Records from a dataset:
------------------------------------------------------------

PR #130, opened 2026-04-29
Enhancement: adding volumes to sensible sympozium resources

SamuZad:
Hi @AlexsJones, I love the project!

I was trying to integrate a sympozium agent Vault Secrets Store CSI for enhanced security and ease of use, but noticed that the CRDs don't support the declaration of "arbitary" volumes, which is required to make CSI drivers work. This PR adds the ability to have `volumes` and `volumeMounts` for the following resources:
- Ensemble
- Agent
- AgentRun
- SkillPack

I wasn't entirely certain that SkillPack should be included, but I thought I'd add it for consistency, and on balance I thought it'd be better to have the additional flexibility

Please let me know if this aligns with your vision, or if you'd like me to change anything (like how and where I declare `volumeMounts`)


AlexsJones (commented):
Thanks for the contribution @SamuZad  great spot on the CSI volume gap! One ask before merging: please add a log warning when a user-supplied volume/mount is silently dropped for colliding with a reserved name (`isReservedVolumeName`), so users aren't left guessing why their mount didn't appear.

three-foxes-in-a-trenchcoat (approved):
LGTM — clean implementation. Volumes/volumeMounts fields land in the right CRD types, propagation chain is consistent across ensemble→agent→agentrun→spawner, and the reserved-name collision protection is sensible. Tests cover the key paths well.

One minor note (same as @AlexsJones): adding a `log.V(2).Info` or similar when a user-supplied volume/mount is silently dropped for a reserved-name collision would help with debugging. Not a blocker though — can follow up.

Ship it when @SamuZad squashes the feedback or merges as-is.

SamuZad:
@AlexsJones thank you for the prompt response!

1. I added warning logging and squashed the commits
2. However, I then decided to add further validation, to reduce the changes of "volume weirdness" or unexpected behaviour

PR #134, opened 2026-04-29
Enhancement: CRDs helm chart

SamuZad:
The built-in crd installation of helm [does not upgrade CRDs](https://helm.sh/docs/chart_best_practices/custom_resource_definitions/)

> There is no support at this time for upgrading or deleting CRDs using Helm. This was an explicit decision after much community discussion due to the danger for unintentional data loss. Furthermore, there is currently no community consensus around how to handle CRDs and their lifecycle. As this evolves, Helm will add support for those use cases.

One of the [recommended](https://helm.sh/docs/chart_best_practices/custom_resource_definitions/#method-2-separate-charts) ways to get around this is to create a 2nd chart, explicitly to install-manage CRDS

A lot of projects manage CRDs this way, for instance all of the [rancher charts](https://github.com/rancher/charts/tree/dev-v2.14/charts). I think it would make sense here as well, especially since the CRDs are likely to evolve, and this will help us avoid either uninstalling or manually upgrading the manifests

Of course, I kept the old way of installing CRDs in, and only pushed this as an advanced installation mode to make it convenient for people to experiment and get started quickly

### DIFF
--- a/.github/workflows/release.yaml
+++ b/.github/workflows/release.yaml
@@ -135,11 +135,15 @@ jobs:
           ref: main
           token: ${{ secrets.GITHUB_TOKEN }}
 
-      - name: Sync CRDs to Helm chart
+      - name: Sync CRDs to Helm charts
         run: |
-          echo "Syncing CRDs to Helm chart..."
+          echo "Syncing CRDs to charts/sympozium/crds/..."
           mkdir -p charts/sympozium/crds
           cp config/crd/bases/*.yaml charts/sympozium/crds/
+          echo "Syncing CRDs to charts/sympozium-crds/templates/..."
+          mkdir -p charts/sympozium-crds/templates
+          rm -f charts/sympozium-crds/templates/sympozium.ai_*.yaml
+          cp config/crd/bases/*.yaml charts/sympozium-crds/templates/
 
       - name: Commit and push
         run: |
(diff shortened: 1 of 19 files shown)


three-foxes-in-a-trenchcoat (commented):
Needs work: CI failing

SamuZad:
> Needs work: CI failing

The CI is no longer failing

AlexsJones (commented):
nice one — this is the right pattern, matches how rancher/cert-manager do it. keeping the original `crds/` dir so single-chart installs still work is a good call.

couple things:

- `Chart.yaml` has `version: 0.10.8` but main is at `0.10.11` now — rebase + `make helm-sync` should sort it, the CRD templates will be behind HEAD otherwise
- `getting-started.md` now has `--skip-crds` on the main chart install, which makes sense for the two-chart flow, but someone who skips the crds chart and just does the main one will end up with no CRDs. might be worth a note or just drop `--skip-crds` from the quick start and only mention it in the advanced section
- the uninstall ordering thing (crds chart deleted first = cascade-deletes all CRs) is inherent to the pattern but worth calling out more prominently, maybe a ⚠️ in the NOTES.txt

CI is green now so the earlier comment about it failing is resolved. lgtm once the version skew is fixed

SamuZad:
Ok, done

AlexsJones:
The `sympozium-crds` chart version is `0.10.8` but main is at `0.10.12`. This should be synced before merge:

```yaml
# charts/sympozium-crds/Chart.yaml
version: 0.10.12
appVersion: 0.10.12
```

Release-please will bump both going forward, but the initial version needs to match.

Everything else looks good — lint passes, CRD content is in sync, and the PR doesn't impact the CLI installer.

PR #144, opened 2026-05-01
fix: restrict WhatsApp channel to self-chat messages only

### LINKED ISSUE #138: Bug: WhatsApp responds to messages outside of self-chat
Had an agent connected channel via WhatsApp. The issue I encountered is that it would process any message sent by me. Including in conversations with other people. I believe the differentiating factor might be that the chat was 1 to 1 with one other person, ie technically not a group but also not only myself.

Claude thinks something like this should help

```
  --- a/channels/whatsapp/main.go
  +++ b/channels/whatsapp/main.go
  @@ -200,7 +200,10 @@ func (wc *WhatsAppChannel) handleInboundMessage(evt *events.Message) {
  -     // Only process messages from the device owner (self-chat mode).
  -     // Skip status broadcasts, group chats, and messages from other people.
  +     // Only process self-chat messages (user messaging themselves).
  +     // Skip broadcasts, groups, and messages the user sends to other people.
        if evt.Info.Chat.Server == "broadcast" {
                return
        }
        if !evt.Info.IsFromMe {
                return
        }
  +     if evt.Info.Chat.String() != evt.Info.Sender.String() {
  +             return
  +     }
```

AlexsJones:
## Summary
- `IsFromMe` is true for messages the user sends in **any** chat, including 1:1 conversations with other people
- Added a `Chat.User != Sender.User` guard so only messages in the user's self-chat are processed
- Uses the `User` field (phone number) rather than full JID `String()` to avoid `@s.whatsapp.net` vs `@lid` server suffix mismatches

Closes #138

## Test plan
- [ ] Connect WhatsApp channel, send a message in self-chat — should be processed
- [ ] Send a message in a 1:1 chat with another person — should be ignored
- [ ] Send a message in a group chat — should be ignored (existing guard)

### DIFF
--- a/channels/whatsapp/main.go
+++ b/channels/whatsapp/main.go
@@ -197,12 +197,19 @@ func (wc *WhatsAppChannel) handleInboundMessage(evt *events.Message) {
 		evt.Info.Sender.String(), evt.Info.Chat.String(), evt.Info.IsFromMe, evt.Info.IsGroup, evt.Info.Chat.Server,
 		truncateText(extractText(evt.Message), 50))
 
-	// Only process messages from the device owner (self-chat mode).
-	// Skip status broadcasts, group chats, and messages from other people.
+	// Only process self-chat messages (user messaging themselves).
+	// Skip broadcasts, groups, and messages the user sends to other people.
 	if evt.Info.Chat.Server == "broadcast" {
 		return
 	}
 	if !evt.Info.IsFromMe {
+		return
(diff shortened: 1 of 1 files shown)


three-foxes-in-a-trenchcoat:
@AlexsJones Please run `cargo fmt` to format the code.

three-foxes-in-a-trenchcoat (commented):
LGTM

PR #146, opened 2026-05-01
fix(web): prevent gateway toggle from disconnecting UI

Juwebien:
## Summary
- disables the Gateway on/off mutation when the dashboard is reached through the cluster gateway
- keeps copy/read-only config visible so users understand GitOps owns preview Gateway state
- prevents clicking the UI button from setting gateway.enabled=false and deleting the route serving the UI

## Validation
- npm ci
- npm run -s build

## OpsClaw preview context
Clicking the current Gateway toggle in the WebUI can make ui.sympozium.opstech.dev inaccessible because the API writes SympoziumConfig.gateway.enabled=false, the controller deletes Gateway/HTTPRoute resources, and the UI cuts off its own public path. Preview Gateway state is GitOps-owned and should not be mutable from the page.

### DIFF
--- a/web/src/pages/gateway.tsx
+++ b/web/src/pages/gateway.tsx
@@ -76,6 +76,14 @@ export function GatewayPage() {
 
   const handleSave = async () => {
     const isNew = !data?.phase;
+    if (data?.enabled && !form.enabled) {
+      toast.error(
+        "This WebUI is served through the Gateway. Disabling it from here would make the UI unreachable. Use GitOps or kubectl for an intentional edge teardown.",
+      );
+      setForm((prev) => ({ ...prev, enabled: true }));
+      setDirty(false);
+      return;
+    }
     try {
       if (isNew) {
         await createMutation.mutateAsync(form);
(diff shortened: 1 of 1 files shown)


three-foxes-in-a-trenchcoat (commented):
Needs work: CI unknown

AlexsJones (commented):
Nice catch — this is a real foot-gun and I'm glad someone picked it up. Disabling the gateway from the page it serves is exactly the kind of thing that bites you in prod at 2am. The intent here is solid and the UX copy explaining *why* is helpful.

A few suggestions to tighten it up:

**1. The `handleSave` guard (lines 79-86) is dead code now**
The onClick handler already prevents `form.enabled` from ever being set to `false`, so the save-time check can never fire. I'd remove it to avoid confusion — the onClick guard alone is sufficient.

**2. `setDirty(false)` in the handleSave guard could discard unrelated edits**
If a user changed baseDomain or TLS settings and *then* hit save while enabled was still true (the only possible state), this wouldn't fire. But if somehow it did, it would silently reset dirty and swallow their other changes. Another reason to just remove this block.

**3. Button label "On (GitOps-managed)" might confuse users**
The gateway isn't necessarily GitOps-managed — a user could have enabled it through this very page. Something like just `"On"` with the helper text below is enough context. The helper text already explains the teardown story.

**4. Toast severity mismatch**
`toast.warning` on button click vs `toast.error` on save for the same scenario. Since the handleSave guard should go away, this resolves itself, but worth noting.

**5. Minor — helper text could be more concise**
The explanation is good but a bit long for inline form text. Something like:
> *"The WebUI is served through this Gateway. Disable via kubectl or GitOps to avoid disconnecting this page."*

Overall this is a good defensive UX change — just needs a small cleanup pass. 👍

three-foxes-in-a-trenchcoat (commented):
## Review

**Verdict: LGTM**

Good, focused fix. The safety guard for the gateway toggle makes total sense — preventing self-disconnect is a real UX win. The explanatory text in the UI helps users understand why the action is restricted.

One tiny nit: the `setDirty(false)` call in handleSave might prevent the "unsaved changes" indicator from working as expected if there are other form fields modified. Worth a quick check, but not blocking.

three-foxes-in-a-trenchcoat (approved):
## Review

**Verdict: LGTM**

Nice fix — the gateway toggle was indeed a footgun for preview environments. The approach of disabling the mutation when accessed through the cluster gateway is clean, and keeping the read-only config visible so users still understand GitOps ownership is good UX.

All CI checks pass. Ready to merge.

------------------------------------------------------------

◆ **Aim of the task**: For each line above that contains the word "handleSave", make a copy.

◆ **Result below**:
   const handleSave = async () => {
**1. The `handleSave` guard (lines 79-86) is dead code now**
**2. `setDirty(false)` in the handleSave guard could discard unrelated edits**
`toast.warning` on button click vs `toast.error` on save for the same scenario. Since the handleSave guard should go away, this resolves itself, but worth noting.
One tiny nit: the `setDirty(false)` call in handleSave might prevent the "unsaved changes" indicator from working as expected if there are other form fields modified. Worth a quick check, but not blocking.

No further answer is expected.